The governor said that “We must insist that Nigeria is our sovereign country. We are the majority and a few cannot violently force their views on us,” stressing that goernance had not stopped for one day in Borno State in order not to give the insurgents sense of victory.
On his part, governor Nyako said that Jega’s statement was capable of overheating the polity and creating an atmosphere of fear in the North –East.

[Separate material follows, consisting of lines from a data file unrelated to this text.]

Issue #1683, opened 2022-07-06
Querying connections when no relationships exist nullifies parent result set in 3.5.0


wheresrhys:
**Describe the bug**
When querying connections if no relationship corresponding to the connection exists in the underlying data then the parent record is not retrieved either and an empty array is returned. This appears to be a regression in 3.5.0

**Type definitions**
Relevant part:

```
type System {
    code: String!
    updatesData: [GovernedData!]! 
}
type GovernedData {
    code: String!
    updatedBy: [System!]!
}

```

**To Reproduce**

1. Create a System record with no relationship
2. Run a server with @neo4j/graphql v3.5.0 installed
3. Then run the following Query...
```
{
   systems {
       code
       updatesDataConnection {edges{node{code}}}
   }
}
```
**Expected behavior**
Expect the result `{systems: [{code: 'blah', updatesDataConnection: {edges: []}}]}`

Received: `{systems: []}`

**System (please complete the following information):**

* OS: osx and linux
* Version: @neo4j/graphql@3.5.0 (have verified the bug is not present in 3.4.0)
* Node.js version: 14.x
* neo4j version: 4.3.9

**Additional context**
- I've also verified that this happens with many-to-one relationships
- Only happens when using the Connection. Does not happen with e,g. `{systems { updatesData {code }}}`

neo4j-team-graphql:
Many thanks for raising this bug report @wheresrhys. :bug: We will now attempt to reproduce the bug based on the steps you have provided.

Please ensure that you've provided the necessary information for a minimal reproduction, including but not limited to:
* Type definitions
* Resolvers
* Query and/or Mutation (or multiple) needed to reproduce

If you have a support agreement with Neo4j, please link this GitHub issue to a new or existing Zendesk ticket.

Thanks again! :pray:

neo4j-team-graphql:
We've been able to confirm this bug using the steps to reproduce that you provided - many thanks @wheresrhys! :pray: We will now prioritise the bug and address it appropriately.

litewarp:
I'm having this issue as well -- queries that had been working are no longer returning data. It has something to do with the cypher projected and (I think) more specifically with the connection subquery.

angrykoala:
Thanks for that research @litewarp 
As you say, it is a bug introduced when fixing the ordering of nested connection fields.

tonxxd:
Hi, is the fix already deployed? I still see the same issue in `v3.5.0` but not in `v3.2.3` that i was using before.

PR #1757, opened 2022-07-14
Fix collection of edges in connection

angrykoala:
# Description

Fixes a connections regression

# Issue

Closes: #1683


wheresrhys:
Thanks for addressing this so quickly

Quick question - does the fix retain the changes that were made before which improved the previous performance problems?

The state Director of Press and Public Affairs, Government House, Ahmad Sajo, who spoke on behalf of the governor in Dutse on Tuesday stated that “Jega’s statement is disappointing and especially considering that the extended state of emergency in Adamawa, Borno and Yobe states would lapse within the first quarter of next year; many months before the 2015 elections. We wonder why Jega would not wait to reach the bridge before attempting to cross it.”
According to him, Jega must be an incurable pessimist for saying elections would not hold in the states. “Jega should equally understand that the Federal Government has greater responsibility to end the insurgency in the North East. Any Presidency without our votes would have been unfair to us and a direct attempt to excise us from the country by other means.”
On his part, Gaidam described Jega as a pessimist. “Borne apparently of a pessimistic view of the situation in the three states, the INEC Chairman’s position is mind-boggling in several respects.”
Gaidam, in a statement by his special adviser on Press Affairs and Information, Abdullahi Bego, noted that the state of emergency in Yobe, Borno and Adamawa states, renewed for additional six months last November, would end in April, 2014.